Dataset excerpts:
═══
PR #1895, opened 2025-09-08
Create .drone-dev.yml

karina-klinkeviciute:
settings for deployment to a `dev` environment, which will be a new environment, before staging (currently `test`) environment.


LaurynasVenck (commented):
approved

PR #2014, opened 2025-10-15
1958 fix multi input field from adding multiple fields on single click

### LINKED ISSUE #1958: Multiple fields added on single click for FE multi insert
**Specifikacijos punktas:**
- https://github.com/atviriduomenys/katalogas/issues/1399
#

When user click "+" sign to add new field, the amount of fields is multiplied by the number of times this field type is used on a form. 

Image

Problem is with field template `vitrina/templates/component/multi_input.html`, event listener is added each time form field is used, thus binding same even multiple times to each form element.

gts446:
Updated multi_input.html template javascript to trigger event listener only once per page.

### DIFF
--- a/vitrina/templates/component/multi_input.html
+++ b/vitrina/templates/component/multi_input.html
@@ -36,6 +36,8 @@
 
 <script>
 (function(){
+  if (window.__stringListBound) return;
+  window.__stringListBound = true;
   function updateRemoveButtons(container){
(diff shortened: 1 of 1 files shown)


martynasracct (approved):
Please, update pull request description. Otherwise, LGTM

Struchid (approved):

PR #2035, opened 2025-03-27
System logger for users

ekzyis:
## Description

We currently can only create wallet logs linked to a specific wallet. This means that if we have a user id but no wallet yet, we can't create a log message.

This PR fixes that by dropping the `NOT NULL` constraint on the `WalletLog.wallet` column and by defaulting to "system" for the wallet name in /wallet/logs if we didn't pass in a wallet to the logger call.

## Checklist

yes, old logs will continue to work.

`7`. Tested successful p2p zaps with anon as sender, receiver fallbacks, fallback from proxy to direct and ofc generating and paying invoices via lightning address.

n/a

no


pages/api/lnurlp/[username]/pay.js
```diff
@@ -4,17 +4,21 @@ import { lnurlPayDescriptionHashForUser, lnurlPayMetadataString, lnurlPayDescrip
...
+import { walletLogger } from '@/api/resolvers/wallet'
 
 export default async ({ query: { username, amount, nostr, comment, payerdata: payerData }, headers }, res) => {
   const user = await models.user.findUnique({ where: { name: username } })
   if (!user) {
     return res.status(400).json({ status: 'ERROR', reason: `user @${username} does not exist` })
   }
 
+  const logger = walletLogger({ models, me: user })
+  logger.info('LNURL-pay callback', { amount: formatMsats(amount), nostr, comment })
```
Comment (ekzyis) [inline pages/api/lnurlp/[username]/pay.js:20]: "LNURL-pay" might still be confusing but it's better than "lnurlp" imo.

Most stackers are probably the most familiar with the concept of a lightning address, but not sure how to mention that here.

PR #2040, opened 2025-03-28
Wallet badges

ekzyis:
## Description

This changes the reason when the gun or horse badge are shown to indicate if the stacker has a send/receive wallet attached and enabled.

Since it would require an extra mutation on save or enable/disable of send credentials only to detect if the sender has a sending wallet enabled, I decided to check if there's a vault entry for an enabled wallet and it's an incentive to enable device sync.

The badges can all be hidden using the same setting (`hide my cowboy essentials (e.g. cowboy hat)`).

TODO:

- [x] use columns (via triggers like we did for streaks) in resolvers
- [x] continue to send notifications on attach send or recv
  - [x] /notifications
  - [x] push notifications
  - [x] update indicator query | _ok lol, this time I remembered to update it, but there was no update needed ..._
- [x] fix backwards compatibility

## Checklist

yes, didn't drop any database columns ... ~but have to check if dropping graphql fields is bad~ 

~I think renaming graphql fields is not a problem during deployment since the client will deploy after~

~Turns out I didn't consider client/server desync, see https://github.com/stackernews/stacker.news/pull/2040#discussion_r2025584496~

Fixed that in https://github.com/stackernews/stacker.news/pull/2040/commits/40983ce47fa81b2031d6dfa43bb04b606ab4335f.

`8` (a2f61cb9)

Tests:

- [x] horse appears when first receive wallet is attached (and enabled)
- [x] gun appears when first send wallet is attached and device sync is enabled
- [x] horse disappears when last receive wallet is disabled (or detached)
- [x] gun disappears when last send wallet is disabled (or detached)
- [x] cowboy hat streaks
  - [x] `startedAt` is saved as midnight
  - [x] when I run `INSERT INTO pgboss.job(name) VALUES('streak')`, the streak job runs successfully ...
  - [x] ... and when I gained a cowboy hat by zapping 100 sats and then running the job again with `COWBOY_HAT_STREAK` set to 1000, I lose my streak

```
stackernews=# select * from "Streak" WHERE type = 'COWBOY_HAT' ORDER BY created_at DESC;
  id   |       created_at        |       updated_at        |      startedAt      |       endedAt       | userId |    type
-------+-------------------------+-------------------------+---------------------+---------------------+--------+------------
 13466 | 2025-04-07 21:10:45.713 | 2025-04-07 21:10:45.713 | 2025-04-06 00:00:00 |                     |    876 | COWBOY_HAT
 13467 | 2025-04-07 21:10:45.713 | 2025-04-07 21:10:45.713 | 2025-04-06 00:00:00 |                     |   8945 | COWBOY_HAT
 13465 | 2025-04-07 20:57:27.578 | 2025-04-07 21:10:45.713 | 2025-04-07 00:00:00 | 2025-04-06 00:00:00 |  21858 | COWBOY_HAT
(3 rows)
```

_(but the notification shows -1 days, shouldn't it show 0 days? See https://github.com/stackernews/stacker.news/pull/2040#discussion_r2032024140 :thinking:)_

- [x] (push) notifications for when a badge appears or disappears
- [x] privacy setting
- [x] test with multiple wallets

https://github.com/user-attachments/assets/00ea85c6-6fd3-498b-a96e-75c7536ba837

icons didn't change

no


prisma/schema.prisma
```diff
@@ -77,6 +77,8 @@ model User {
   streak                    Int?
   gunStreak                 Int?
   horseStreak               Int?
+  hasSendWallet             Boolean              @default(false)
+  hasRecvWallet             Boolean              @default(false)
```
huumn, line 81: what's the point of these columns if the resolvers don't use them?

api/typeDefs/user.js
```diff
@@ -209,8 +209,8 @@ export default gql`
     spent(when: String, from: String, to: String): Int
     referrals(when: String, from: String, to: String): Int
     streak: Int
-    gunStreak: Int
-    horseStreak: Int
```
huumn, line 213: I believe removing these fields from the typeDef and resolvers will cause a brief outage on deployment.

api/resolvers/user.js
```diff
@@ -1082,19 +1083,37 @@ export default {
...
+        where: {
+          userId: user.id,
+          enabled: true
+        }
+      })
+
+      return wallets.some(({ type, wallet: config }) => {
+        const def = getWalletByType(type)
+        return canReceive({ def, config })
+      })
```
huumn, line 1116: This adds two new db queries to each page load for logged in users? did you consider mitigating this?

The db columns suggested to me that you were going to update these when wallets were set and unset ... but the resolvers don't use them.

huumn (changes requested):
It works fine. I left comments about the issues that I have with it.

prisma/schema.prisma
ekzyis: Oh, that was my initial idea but something must have changed my mind and then I forgot to clean this up :grimacing: 

I think I realized that `hasSendWallet` won't work without device sync but it also doesn't work without with the resolver approach, so not sure what I was thinking.

I'll try to set these columns and then use them in the resolver.

api/resolvers/user.js
ekzyis: You are right, I should use the columns, see https://github.com/stackernews/stacker.news/pull/2040#discussion_r2025612148

api/typeDefs/user.js
ekzyis: I forgot that the client/server can also be out of sync, not just server and db :grimacing:

api/resolvers/notifications.js
```diff
@@ -320,9 +320,31 @@ export default {
           FROM "Streak"
           WHERE "userId" = $1
           AND updated_at < $2
+          AND type = 'COWBOY_HAT'
           ORDER BY "sortTime" DESC
           LIMIT ${LIMIT})`
         )
+        for (const type of ['HORSE', 'GUN']) {
+          queries.push(
+            `(SELECT (id::text || '-${type}-FOUND')::text AS id, "startedAt" AS "sortTime", 0 as "earnedSats", 'Streak' AS type
```
ekzyis, line 329: Since the same row is used to detect found and lost, I am encoding in the id if it was found or lost.

I then use that information when resolving `days` to return a number > 0 (lost) or not (found).

components/notifications.js
```diff
@@ -176,22 +176,30 @@ const defaultOnClick = n => {
 
 function Streak ({ n }) {
   function blurb (n) {
-    const type = n.type ?? 'COWBOY_HAT'
-    const index = Number(n.id) % Math.min(FOUND_BLURBS[type].length, LOST_BLURBS[type].length)
+    const id = Number(n.id.split('-')[0])
+    const type = n.id.includes('-HORSE')
+      ? 'HORSE'
+      : (n.id.includes('-GUN') ? 'GUN' : 'COWBOY_HAT')
```
ekzyis, line 182: Same code as in `days` resolver ...

prisma/migrations/20250328203730_wallet_badges/migration.sql
```diff
@@ -0,0 +1,95 @@
...
+    IF old_has_recv_wallet = false AND new_has_recv_wallet = true THEN
+        INSERT INTO "Streak" ("userId", "startedAt", "type", created_at, updated_at)
+        VALUES (user_id, now_utc(), 'HORSE', now_utc(), now_utc());
+    ELSIF old_has_recv_wallet = true AND new_has_recv_wallet = false THEN
+        UPDATE "Streak"
+        SET "endedAt" = now_utc(), updated_at = now_utc()
+        WHERE "userId" = user_id
+        AND "type" = 'HORSE'
+        AND "endedAt" IS NULL;
+    END IF;
```
ekzyis, line 44: @huumn is this what you meant with reusing the `Streak` table for notifications?

This will now show a notification every time you enable the first send/recv wallet or disable the last send/recv wallet. This is consistent with when the badges show up / disappear.

prisma/migrations/20250328203730_wallet_badges/migration.sql
```diff
@@ -0,0 +1,95 @@
+ALTER TABLE "users"
+    ADD COLUMN     "hasRecvWallet" BOOLEAN NOT NULL DEFAULT false,
+    ADD COLUMN     "hasSendWallet" BOOLEAN NOT NULL DEFAULT false;
+
+ALTER TABLE "Streak"
+    ALTER COLUMN "startedAt" SET DATA TYPE TIMESTAMP(3),
+    ALTER COLUMN "endedAt" SET DATA TYPE TIMESTAMP(3);
```
ekzyis, line 7: I had to change the types to support sending found/lost notifications for guns/horses at the same day.

I need to test that this didn't break cowboy hat streaks in some time-trippy way and if existing data is properly migrated to a timestamp at midnight in using the America/Chicago time zone.

prisma/schema.prisma
ekzyis: These columns are now set via triggers, see 019cdace.

ekzyis (commented):
This seems to work as intended but I need to add push notifications and Q&A more.

worker/streak.js
```diff
@@ -2,59 +2,56 @@ import { notifyNewStreak, notifyStreakLost } from '@/lib/webPush'
...
+      UPDATE users SET "streak" = 1 FROM new_streaks WHERE new_streaks.id = users.id
+    ), user_update_end_streaks AS (
+      UPDATE users SET "streak" = NULL FROM ending_streaks WHERE ending_streaks.id = users.id
+    ), user_update_extend_streaks AS (
+      UPDATE users
+      SET "streak" = (now() AT TIME ZONE 'America/Chicago')::date - extending_streaks.started_at::date
+      FROM extending_streaks WHERE extending_streaks.id = users.id
+    )
+    UPDATE "Streak"
+    SET "endedAt" = (now() AT TIME ZONE 'America/Chicago' - interval '1 day')::date, updated_at = now_utc()
```
ekzyis, line 49: @huumn why is this using `- interval '1 day'`?

Shouldn't we start to count from 1 and not from 0 for streaks? Like if you got a cowboy hat and then lose it, you at least kept it for one day since we run this at midnight (= next day)?

Asking because I ran this on the same day with `COWBOY_HAT_THRESHOLD` set to 1000 to make me lose my hat and then it shows up as -1 days. I expected it to say 0 days.

prisma/migrations/20250328203730_wallet_badges/migration.sql
ekzyis: Tested, cowboy hat streaks continue to work as before

prisma/schema.prisma
ekzyis: As discussed, I can simply create a job that then checks if receive or send is set and then update `hasSendWallet`/`hasRecvWallet` from there.

worker/streak.js
huumn: That statement in total means "yesterday's date" because this is run shortly after midnight.

prisma/schema.prisma
ekzyis: Done in a2f61cb9

worker/streak.js
```diff
@@ -85,39 +82,14 @@ export async function checkStreak ({ data: { id, type = 'COWBOY_HAT' }, models }
   if (!streak) return
 
   // new streak started for user
-  notifyNewStreak(id, streak)
+  notifyNewStreak(id, streak.type)
```
ekzyis, line 85: whoops, didn't mean to commit this

worker/wallet.js
```diff
@@ -284,3 +286,73 @@ export async function checkPendingWithdrawals (args) {
...
+  const endStreak = async (type) => {
+    const [streak] = await models.$queryRaw`
+      UPDATE "Streak"
+      SET "endedAt" = now(), updated_at = now()
+      WHERE "userId" = ${userId}
+      AND "type" = ${type}::"StreakType"
+      AND "endedAt" IS NULL
+      RETURNING "id"
+    `
+    return streak?.id
```
ekzyis, line 332: in case we ever start to delete streaks, this optional chaining plus `if (streakId)` will handle that

we don't do that currently in prod afaik, but during development, I tended to delete existing streaks for testing purposes so this was useful

api/resolvers/notifications.js
ekzyis: Because the same row is used to generate two notifications, so their id needs to be different:

> Since the same row is used to detect found and lost, I am encoding in the id if it was found or lost.

ekzyis: Refactored this in c15c317a. Thanks for the feedback, looks much better now!

api/typeDefs/notifications.js
```diff
@@ -156,11 +149,37 @@ export default gql`
...
+
+  type NewGun {
+    id: ID!
+    sortTime: Date!
+  }
+
+  type LostGun {
+    id: ID!
+    sortTime: Date!
+  }
```
ekzyis, line 176: Instead of `type Horse` with a `found: Boolean` field, I decided to create dedicated types so I don't have to write code just to distinguish the types when I already can distinguish them I query for the rows.

I tried it first with `found: Boolean` but it sucked iirc.

ekzyis (commented):
This is ready for review again. I'll work on the migration for existing users now.

I also think we can keep the blurbs for now, even though they aren't ideal since they sound like the horse + gun are still easter eggs.

api/resolvers/notifications.js
```diff
@@ -316,13 +316,36 @@ export default {
...
+          `(SELECT id::text, updated_at AS "sortTime", 0 as "earnedSats", 'CowboyHat' AS type
           FROM "Streak"
           WHERE "userId" = $1
           AND updated_at < $2
+          AND type = 'COWBOY_HAT'
           ORDER BY "sortTime" DESC
           LIMIT ${LIMIT})`
         )
+        for (const type of ['HORSE', 'GUN']) {
+          const gqlType = type.charAt(0) + type.slice(1).toLowerCase()
```
ekzyis, line 328: Will refactor this into a function in a follow-up PR since we use code like this at several places already and I don't want to refactor all these places in this PR.

huumn: Sounds good. Reviewing this now.

worker/wallet.js
```diff
@@ -284,3 +286,71 @@ export async function checkPendingWithdrawals (args) {
...
+  const newHasRecvWallet = wallets.some(({ type, wallet }) => canReceive({ def: getWalletByType(type), config: wallet }))
+  const newHasSendWallet = wallets.some(({ vaultEntries }) => vaultEntries.length > 0)
+
+  await models.user.update({
+    where: { id: userId },
+    data: {
+      hasRecvWallet: newHasRecvWallet,
+      hasSendWallet: newHasSendWallet
+    }
+  })
```
huumn, line 312: This should happen atomically with streak creation/update.

huumn (changes requested):
I'm still doing QA and review but I noticed that streak checking is not atomic which could lead to data consistency bugs.

worker/wallet.js
ekzyis: Oh, right, will wrap it in a transaction

huumn (changes requested):
I'm getting 404 when I try to visit profiles.

worker/wallet.js
ekzyis: Fixed in f5da4d52

ekzyis:
> I'm getting 404 when I try to visit profiles.

Fixed in 669c1522!

PR #2048, opened 2025-03-31
Move wallet components to wallets/

ekzyis:
## Description

based on #2002 

Wallet components were spread around. Some were in components/wallet-\*.js and some were in wallets/\*.js.

This PR moves all components/wallet-*.js files to wallets/.

## Checklist

yes

`7.5`. This is a little sketchy because of the amount of changes and that a bug would crash the site. But I tested sending 
and receiving with LNbits (p2p), device sync, wallet logs and clicked around. I think I hit all the wallet code and nothing broke.

I also searched for any occurrences of `components/wallet` that I forgot to replace but didn't find any.

n/a

no


ekzyis:
will resolve conflicts

ekzyis:
want to test this more since latest rebase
═══
[Your task]:
Report the count of lines in the entries that contain the string "getWalletByType", and nothing besides it.

[Response area]:
2